Issue #1866, opened 2023-09-19
Performance issue in lazy grid


PauliusVal:
**Description**
Compose performance issue in super simple app which just [displays network images list using Coil](https://github.com/PauliusVal/ComposeGridPerformance/blob/main/app/src/main/java/net/composegridperformance/feature/images/ImagesGridScreen.kt).

We see noticeable jank while scrolling even though:
- app runs in R8 release mode
- contains baseline profile for scrolling screen
- stable Compose parameters used
- unique and stable item keys applied for grid items

Jank is visible by human eye and also in profiler:
https://github.com/PauliusVal/ComposeGridPerformance/blob/main/images/images_grid_janky_frames_1.png?raw=true

Full app code and more screenshots: https://github.com/PauliusVal/ComposeGridPerformance/tree/main

**Version**
Coil version: `io.coil-kt:coil-compose:2.4.0`

colinrtwhite:
Thanks for the repro project! Which device did you run the tests on?

PauliusVal:
Samsung S21 Ultra, Android 13

PauliusVal:
Not sure if that helps, but updated the app with identical grid just with Glide image loading. It has noticeably fewer janky frames in profiler and looks/feels much smoother.

Mkohm:
Same problem here, seems to use a lot of memory! Up to 2gigs of memory in my app when scrolling in lazy column with images.

lkhore:
Same issue janky frames with grid

colinrtwhite:
@Mkohm That sounds like it could be a separate memory leak. Please file an issue (ideally with a way to reproduce)!

@lkhore Did you test in release mode? Compose is often much slower in debug mode.

Kuki93:
Is there any progress on this issue

matejdro:
I've added benchmark and tracing here to make diagnosing this easier: https://github.com/matejdro/ComposeGridPerformance/commit/beb902c3ad6d1348c169fc4565524fcaf0da5c5


Here is an example trace file: [ScrollBenchmark_scrollImageList_iter003_2023-12-21-08-27-41.perfetto-trace.zip](https://github.com/coil-kt/coil/files/13739015/ScrollBenchmark_scrollImageList_iter003_2023-12-21-08-27-41.perfetto-trace.zip)

Not sure why the trace is so weird (it shows one big compose event spanning multiple seconds), but you can still drill down and it appears that `rememberAsyncPainter` is taking considerable time:

[...]

PR #2205, opened 2024-04-16
Improve RealImageLoader.execute to properly call async request

mlykotom:
I was investigating the performance of `rememberAsyncImagePainter` and found out the `AsyncImagePainter.onRemembered` is the longest call inside ~0.25ms for each image.
image

When I was investigating more, I think the reason of this is that the `RealImageLoader.execute` request uses `async` call with dispatcher `Main.immediate`, but the coroutine is already called with `Main.immediate`. If I understand things correclty, this can't be called in parallel and therefore is called sequentially, hence the duration.

This should improve #1866 .

before
```
ScrollBenchmark_fullCompilation
coil.compose.rememberAsyncImagePainter%AverageMs   min     0,5,   median     0,6,   max     0,7
coil.compose.rememberAsyncImagePainter%Count       min   156,0,   median   173,0,   max   190,0
coil.compose.rememberAsyncImagePainter%Ms          min    81,0,   median    99,9,   max   128,2
timeToInitialDisplayMs                             min   525,2,   median   547,1,   max   579,6
frameDurationCpuMs                                 P50     10,5,   P90     31,0,   P95     42,1,   P99    315,3
frameOverrunMs                                     P50     -7,5,   P90     17,1,   P95     63,4,   P99  1 170,9
Traces: Iteration 0 1 2 3 4 5 6 7 8 9
```

after
```
ScrollBenchmark_fullCompilation
coil.compose.rememberAsyncImagePainter%AverageMs   min     0,3,   median     0,4,   max     0,5
coil.compose.rememberAsyncImagePainter%Count       min   154,0,   median   174,0,   max   184,0
coil.compose.rememberAsyncImagePainter%Ms          min    51,4,   median    70,6,   max    83,1
timeToInitialDisplayMs                             min   521,4,   median   563,9,   max   605,9
frameDurationCpuMs                                 P50      9,6,   P90     30,7,   P95     45,1,   P99    301,4
frameOverrunMs                                     P50     -8,1,   P90     22,8,   P95     52,3,   P99  1 172,8
Traces: Iteration 0 1 2 3 4 5 6 7 8 9
```

From the benchmarks, I can see that the frame duration was improved slightly for the scroll.
```
before : frameDurationCpuMs  P50     10,5,   P90     31,0,   P95     42,1,   P99    315,3
after    : frameDurationCpuMs  P50      9,6, (-9%)   P90     30,7, (-1%)   P95     45,1, (+6%)  P99    301,4 (-5%)
```

This solution is probably not sufficient as the dispatcher probably needs to be passed, or called somewhere else, or even this might be done differently all together.

I have experimented with this in 2.x branch, but I see a similar code is in 3.x.

### DIFF
--- a/coil-compose-base/src/main/java/coil/compose/AsyncImagePainter.kt
+++ b/coil-compose-base/src/main/java/coil/compose/AsyncImagePainter.kt
@@ -1,6 +1,5 @@
 package coil.compose
 
-import android.annotation.SuppressLint
 import android.graphics.drawable.BitmapDrawable
 import android.graphics.drawable.Drawable
 import androidx.compose.foundation.Image
@@ -10,12 +9,12 @@ import androidx.compose.runtime.Composable
 import androidx.compose.runtime.NonRestartableComposable
 import androidx.compose.runtime.RememberObserver
 import androidx.compose.runtime.Stable
-import androidx.compose.runtime.collectAsState
 import androidx.compose.runtime.getValue
 import androidx.compose.runtime.mutableFloatStateOf
 import androidx.compose.runtime.mutableStateOf
 import androidx.compose.runtime.remember
 import androidx.compose.runtime.setValue
+import androidx.compose.runtime.snapshotFlow
 import androidx.compose.ui.geometry.Size
 import androidx.compose.ui.geometry.isUnspecified
 import androidx.compose.ui.graphics.ColorFilter
@@ -210,9 +209,7 @@ private fun rememberAsyncImagePainter(
     painter.filterQuality = filterQuality
     painter.isPreview = LocalInspectionMode.current
     painter.imageLoader = state.imageLoader
-    @SuppressLint("StateFlowValueCalledInComposition")
-    painter.requestInternal.value =
-        request // Update request last so all other properties are up to date.
+    painter.request = request // Update request last so all other properties are up to date.
     painter.onRemembered() // Invoke this manually so `painter.state` is set to `Loading` immediately.
     return painter
 }
@@ -251,19 +248,17 @@ class AsyncImagePainter internal constructor(
     internal var contentScale = ContentScale.Fit
     internal var filterQuality = DefaultFilterQuality
     internal var isPreview = false
-    internal val requestInternal = MutableStateFlow(request)
 
     /** The current [AsyncImagePainter.State]. */
     var state: State by mutableStateOf(State.Empty)
         private set
 
     /** The current [ImageRequest]. */
-    val request
-        @Composable
-        get() = requestInternal.collectAsState().value
+    var request by mutableStateOf(request)
+        internal set
 
     /** The current [ImageLoader]. */
-    var imageLoader: ImageLoader = imageLoader
+    var imageLoader: ImageLoader by mutableStateOf(imageLoader)
         internal set
 
     override val intrinsicSize: Size
@@ -301,14 +296,14 @@ class AsyncImagePainter internal constructor(
 
         // If we're in inspection mode skip the image request and set the state to loading.
         if (isPreview) {
-            val request = requestInternal.value.newBuilder().defaults(imageLoader.defaults).build()
+            val request = request.newBuilder().defaults(imageLoader.defaults).build()
             updateState(State.Loading(request.placeholder?.toPainter()))
             return@trace
         }
 
         // Observe the current request and execute any emissions.
         scope.launch {
-            requestInternal
+            snapshotFlow { request }
                 .mapLatest { imageLoader.execute(updateRequest(it)).toState() }
                 .collect(::updateState)
         }
--- a/coil-compose-base/src/main/java/coil/compose/AsyncImagePainter.kt
+++ b/coil-compose-base/src/main/java/coil/compose/AsyncImagePainter.kt
@@ -1,5 +1,6 @@
 package coil.compose
 
+import android.annotation.SuppressLint
 import android.graphics.drawable.BitmapDrawable
 import android.graphics.drawable.Drawable
 import androidx.compose.foundation.Image
@@ -9,12 +10,12 @@ import androidx.compose.runtime.Composable
 import androidx.compose.runtime.NonRestartableComposable
 import androidx.compose.runtime.RememberObserver
 import androidx.compose.runtime.Stable
+import androidx.compose.runtime.collectAsState
 import androidx.compose.runtime.getValue
 import androidx.compose.runtime.mutableFloatStateOf
 import androidx.compose.runtime.mutableStateOf
 import androidx.compose.runtime.remember
 import androidx.compose.runtime.setValue
-import androidx.compose.runtime.snapshotFlow
 import androidx.compose.ui.geometry.Size
 import androidx.compose.ui.geometry.isUnspecified
 import androidx.compose.ui.graphics.ColorFilter
@@ -209,7 +210,9 @@ private fun rememberAsyncImagePainter(
     painter.filterQuality = filterQuality
     painter.isPreview = LocalInspectionMode.current
     painter.imageLoader = state.imageLoader
-    painter.request = request // Update request last so all other properties are up to date.
+    @SuppressLint("StateFlowValueCalledInComposition")
+    painter.requestInternal.value =
+        request // Update request last so all other properties are up to date.
     painter.onRemembered() // Invoke this manually so `painter.state` is set to `Loading` immediately.
     return painter
 }
@@ -248,17 +251,19 @@ class AsyncImagePainter internal constructor(
     internal var contentScale = ContentScale.Fit
     internal var filterQuality = DefaultFilterQuality
     internal var isPreview = false
+    internal val requestInternal = MutableStateFlow(request)
 
     /** The current [AsyncImagePainter.State]. */
     var state: State by mutableStateOf(State.Empty)
         private set
 
     /** The current [ImageRequest]. */
-    var request: ImageRequest by mutableStateOf(request)
-        internal set
+    val request
+        @Composable
+        get() = requestInternal.collectAsState().value
 
     /** The current [ImageLoader]. */
-    var imageLoader: ImageLoader by mutableStateOf(imageLoader)
+    var imageLoader: ImageLoader = imageLoader
         internal set
 
     override val intrinsicSize: Size
@@ -296,14 +301,14 @@ class AsyncImagePainter internal constructor(
 
         // If we're in inspection mode skip the image request and set the state to loading.
         if (isPreview) {
-            val request = request.newBuilder().defaults(imageLoader.defaults).build()
+            val request = requestInternal.value.newBuilder().defaults(imageLoader.defaults).build()
             updateState(State.Loading(request.placeholder?.toPainter()))
             return@trace
         }
 
         // Observe the current request and execute any emissions.
         scope.launch {
-            snapshotFlow { request }
+            requestInternal
                 .mapLatest { imageLoader.execute(updateRequest(it)).toState() }
                 .collect(::updateState)
         }
--- a/coil-compose-base/src/main/java/coil/compose/AsyncImagePainter.kt
+++ b/coil-compose-base/src/main/java/coil/compose/AsyncImagePainter.kt
@@ -30,6 +30,7 @@ import androidx.compose.ui.graphics.vector.ImageVector
 import androidx.compose.ui.layout.ContentScale
 import androidx.compose.ui.platform.LocalInspectionMode
 import androidx.compose.ui.unit.Constraints
+import androidx.compose.ui.util.trace
 import coil.ImageLoader
 import coil.compose.AsyncImagePainter.Companion.DefaultTransform
 import coil.compose.AsyncImagePainter.State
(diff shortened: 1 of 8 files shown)


colinrtwhite:
Thanks for taking a look at this! Though I'm a bit confused - won't `async(Dispatchers.Main.immediate)` always run sequentially (even if wrapped with `withContext(Dispatchers.Default)`) since `Dispatchers.Main.immediate` is a single threaded dispatcher?

Unfortunately I don't think we can use an non-main thread dispatcher here as it breaks returning images from the memory cache synchronously - this is the failing test.

Do you know if `RealImageLoader.executeMain` is taking up the bulk of the `AsyncImagePainter.onRemembered` time? There are some things that Coil needs to run on the main thread, but I'm curious if that's what's slowing it down at the moment or if it's something else.

mlykotom:
I sort of expected something to break, but I was a bit in a rush and wanted to start the conversation going 😇 

I pushed my wip code with experiments (`ScrollBenchmark`) that can produce the system trace and a **method trace**.
Here's the breakdown of the method trace
image

You can run the benchmark as well and get the method trace for analysis

mlykotom:
Okay, I tried a bit playing with this if something could be triggered earlier, but I'm not able to solve the memory cache blocking request. I thought there could be something running in parallel with the `async` call and `await` it at the apropriate time to basically have something like "if not ready, block". But I don't understand the details of when things are called.

colinrtwhite:
Interesting thanks for digging in! Looks like there are two main avenues to improve perf like you called out:

- **Speed up `scope.launch` in `AsyncImagePainter.onRemembered`**: I'm not sure what we can do here given the bulk of the time looks to be coroutines library-related. The result of the code inside `scope.launch` should be pretty quick.
- **Don't block when `ConstraintSizeResolver.size` is called**: I'm surprised that this is a large percentage of the runtime given `SizeResolver.size` should suspend instead of block while waiting for non-zero constraints. Do you know what could be the issue?

mlykotom:
1. Part of the `scope.launch` in `onRemembered` is because of reading the state, which happens twice - `request` and `imageLoader`. I'm thinking whether the `imageLoader` has to be as a `mutableStateOf`. I don't see this used for compose directly, so this might be a small optimization. 

2. The other thing might also be to not use `mutableStateOf` for the `request` parameter. I don't see it being read anywhere in the project, is it a niche case when someone might want to listen to this outside? Could this be a `MutableStateFlow`, which is used for everyone and used as `collectAsState()` composable if anyone needs listening to this?

3. Could the blocking nature of `ConstraintSizeResolver.size` be related to the fact it uses `Dispatchers.Main.immediate`.

mlykotom:
I experimented with removing the State variables, there's some minor change in overall duration, but the FPS impact might be too noisy

Before:
```
AsyncImagePainter.onRememberedAverageMs        min   0.1,   median   0.1,   max   0.1
AsyncImagePainter.onRememberedCount            min 130.0,   median 139.0,   max 146.0
AsyncImagePainter.onRememberedMs               min   9.3,   median  12.5,   max  16.3
frameDurationCpuMs                             P50    4.1,   P90    9.1,   P95   20.0,   P99   99.3
```

After:
```
AsyncImagePainter.onRememberedAverageMs        min   0.1,   median   0.1,   max   0.1
AsyncImagePainter.onRememberedCount            min 130.0,   median 141.0,   max 148.0
AsyncImagePainter.onRememberedMs               min   8.3,   median  10.5,   max  15.8
frameDurationCpuMs                             P50    4.4,   P90    8.6,   P95   12.0,   P99   95.1
```

mlykotom:
I played a bit more with what could be improved and the `async` call within `RealImageLoader.execute` is only needed for `Views`. So if we tweak the the code to use that only for Views, we can get rid of some coroutines overhead.

**Before (any tweaks)**
```
AsyncImagePainter.onRememberedAverage_µs       min     77.3,   median    101.5,   max    116.7
AsyncImagePainter.onRememberedCount            min    130.0,   median    130.0,   max    146.0
AsyncImagePainter.onRemembered_µs              min 10,048.4,   median 13,880.2,   max 16,900.0
timeToInitialDisplayMs                         min    256.8,   median    281.7,   max    358.9
frameDurationCpuMs                             P50       5.1,   P90       9.2,   P95      13.3,   P99     117.0
```

**After**
```
AsyncImagePainter.onRememberedAverage_µs       min     68.9,   median     78.7,   max     91.1
AsyncImagePainter.onRememberedCount            min    128.0,   median    141.0,   max    146.0
AsyncImagePainter.onRemembered_µs              min  8,956.1,   median 11,163.1,   max 13,111.9
timeToInitialDisplayMs                         min    234.1,   median    276.5,   max    325.7
frameDurationCpuMs                             P50       4.5,   P90       8.9,   P95      15.5,   P99     120.3
```

* The results would be better taken with Microbenchmark, but hard to do for public Compose library.

colinrtwhite:
@mlykotom This is awesome, thanks! Do you want to merge this in with the scroll perf benchmark?

To improve scroll perf even more, I think if we offer an opt-in option for Compose (or maybe the default in 3.x?) we should be able to move all of `executeMain` off the main thread. Currently, it only requires it to interact with views, lifecycles, and invoke `listener` methods, which aren't necessary for `AsyncImage`/`AsyncImagePainter`.

mlykotom:
Hey, sorry I was super busy this week and couldn't get to it.
I will clean up the PR to be in a submittable shape.

>To improve scroll perf even more, I think if we offer an opt-in option for Compose (or maybe the default in 3.x?) we should be able to make executeMain thread agnostic (though, I think ConstraintsSizeResolve.size will still run on the UI thread). Currently, it only requires it to interact with views, lifecycles, and invoke listener methods, which aren't necessary for AsyncImage/AsyncImagePainter.

I think this sounds really great to think about the threads in 3.x, I would vote for having it default, but definitelly needs some thinking.

coil-compose-base/src/main/java/coil/compose/AsyncImagePainter.kt
```diff
@@ -247,17 +251,19 @@ class AsyncImagePainter internal constructor(
...
     /** The current [AsyncImagePainter.State]. */
     var state: State by mutableStateOf(State.Empty)
         private set
 
     /** The current [ImageRequest]. */
-    var request: ImageRequest by mutableStateOf(request)
-        internal set
+    val request
+        @Composable
+        get() = requestInternal.collectAsState().value
```
mlykotom, line 263: @colinrtwhite what do you think about this change? Technically this changes the API, because now the `request` is only available from a composable, which wasn't before. I'm not sure how this could be done in a backwards compatible way 😬

coil-compose-base/src/main/java/coil/compose/AsyncImagePainter.kt
```diff
@@ -282,9 +288,9 @@ class AsyncImagePainter internal constructor(
     }
 
     @OptIn(ExperimentalCoroutinesApi::class)
-    override fun onRemembered() {
+    override fun onRemembered() = trace("AsyncImagePainter.onRemembered") {
```
mlykotom, line 291: I'm thinking whether the usage of `onRemembered` is used actually? This is manually called immediatelly in composition and then compose framework calls it again after the composition and it always just returns with the check on `rememberScope != null`. 

I don't fully understand (yet) the child painter and it's relation to `RememberObserver`, but feels like it could call them differently as well?

coil-compose-base/src/main/java/coil/compose/AsyncImagePainter.kt
```diff
@@ -295,14 +301,14 @@ class AsyncImagePainter internal constructor(
...
             updateState(State.Loading(request.placeholder?.toPainter()))
-            return
+            return@trace
         }
 
         // Observe the current request and execute any emissions.
         scope.launch {
-            snapshotFlow { request }
+            requestInternal
                 .mapLatest { imageLoader.execute(updateRequest(it)).toState() }
```
mlykotom, line 312: What if this is actually just a `var _request: ImageRequest`?
The request is changed from outside right before calling `onRemembered` manually, which means it's actually up-to-date here.

I don't know what's the case for the nested painters.

coil-compose-base/src/main/java/coil/compose/AsyncImagePainter.kt
```diff
@@ -247,17 +251,19 @@ class AsyncImagePainter internal constructor(
     internal var contentScale = ContentScale.Fit
     internal var filterQuality = DefaultFilterQuality
     internal var isPreview = false
+    internal val requestInternal = MutableStateFlow(request)
```
colinrtwhite, line 254: Is the a performance benefit to reading request from a `MutableStateFlow` vs. a `mutableStateOf`?

coil-compose-base/src/main/java/coil/compose/AsyncImagePainter.kt
```diff
@@ -247,17 +251,19 @@ class AsyncImagePainter internal constructor(
...
     /** The current [ImageRequest]. */
-    var request: ImageRequest by mutableStateOf(request)
-        internal set
+    val request
+        @Composable
+        get() = requestInternal.collectAsState().value
 
     /** The current [ImageLoader]. */
-    var imageLoader: ImageLoader by mutableStateOf(imageLoader)
+    var imageLoader: ImageLoader = imageLoader
```
colinrtwhite, line 266: I think we need to keep this as a `mutableStateOf` otherwise it violates `@Stable`'s contract. It's possible to change the `ImageLoader` from `rememberAsyncImagePainter` and the composition should be notified.

coil-compose-base/src/main/java/coil/compose/AsyncImagePainter.kt
colinrtwhite: I'd prefer to keep it as a non-Composable since it's then the same as the other exposed properties (`imageLoader` and `state`). Though if there's a strong performance case then we should consider changing all the exposed properties to be `@Composable`.

coil-compose-base/src/main/java/coil/compose/AsyncImagePainter.kt
colinrtwhite: I'm not too sure of Compose's behaviour, but I added this in on `onRemembered` since we want to stop any ongoing requests in `onForgotten`. This keeps the symmetry in case the painter is re-remembered after being forgotten.

The child painter is usually either a `CrossfadePainter` if crossfading is enabled or a `DrawablePainter`, which wraps the `Drawable` returned by the `ImageLoader`.

coil-compose-base/src/main/java/coil/compose/AsyncImagePainter.kt
colinrtwhite: I think we might need to read this as a state, but I can't remember the specifics. If I remember correctly there are cases were `mutableStateOf(request)` won't be equal to `_request` since it exists outside of the Composition. Also it's possible for `request` to change so we need to observe it.

coil-compose-base/src/main/java/coil/compose/AsyncImagePainter.kt
```diff
@@ -197,7 +199,7 @@ private fun rememberAsyncImagePainter(
     onState: ((State) -> Unit)?,
     contentScale: ContentScale,
     filterQuality: FilterQuality,
-): AsyncImagePainter {
+): AsyncImagePainter = trace("rememberAsyncImagePainter") {
```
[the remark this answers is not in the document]
mlykotom: This trace doesn't add any overhead (~6ns per call) and it's fine to ship to production. Compose adds bunch of custom sections as well. These usually serve for better understanding what's going on.

mlykotom (commented):
Ok, I reverted the breaking changes, so these can be done in a separate PR so the effect is smaller (~0.1ms per item). Still that gets 3ms in total when scrolling content.

```
before
ScrollBenchmark_fullCompilation
AsyncImagePainter.onRememberedAverage_µs   min    112.2,   median    112.2,   max    112.2
AsyncImagePainter.onRememberedCount        min    130.0,   median    130.0,   max    130.0
AsyncImagePainter.onRemembered_µs          min 14,586.9,   median 14,586.9,   max 14,586.9
rememberAsyncImagePainterAverage_µs        min    244.4,   median    244.4,   max    244.4
rememberAsyncImagePainterCount             min     65.0,   median     65.0,   max     65.0
rememberAsyncImagePainter_µs               min 15,888.1,   median 15,888.1,   max 15,888.1

after
ScrollBenchmark_fullCompilation
AsyncImagePainter.onRememberedAverage_µs   min     90.7,   median     90.7,   max     90.7
AsyncImagePainter.onRememberedCount        min    130.0,   median    130.0,   max    130.0
AsyncImagePainter.onRemembered_µs          min 11,785.6,   median 11,785.6,   max 11,785.6
rememberAsyncImagePainterAverage_µs        min    197.5,   median    197.5,   max    197.5
rememberAsyncImagePainterCount             min     65.0,   median     65.0,   max     65.0
rememberAsyncImagePainter_µs               min 12,839.0,   median 12,839.0,   max 12,839.0
```

coil-compose-base/src/main/java/coil/compose/AsyncImagePainter.kt
colinrtwhite: @mlykotom I think 0.2ms is probably a strong enough incentive to change the API. Though unfortunately, we can't make any breaking changes to the 2.x branch. We could make the changes on the 3.x (`main`) branch, however.

colinrtwhite:
@mlykotom Thanks for all the work on this! I'll take a look through the other optimizations this weekend. Unfortunately we can't make any binary incompatible changes to the 2.x branch, but we should consider incorporating some of them into 3.x (the `main` branch). I'll also upstream this change to `main`.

# # # #

**TASK BRIEF**
Copy every line from the records above that contains the string "child".

**TASK RESPONSE**
I don't fully understand (yet) the child painter and it's relation to `RememberObserver`, but feels like it could call them differently as well?
The child painter is usually either a `CrossfadePainter` if crossfading is enabled or a `DrawablePainter`, which wraps the `Drawable` returned by the `ImageLoader`.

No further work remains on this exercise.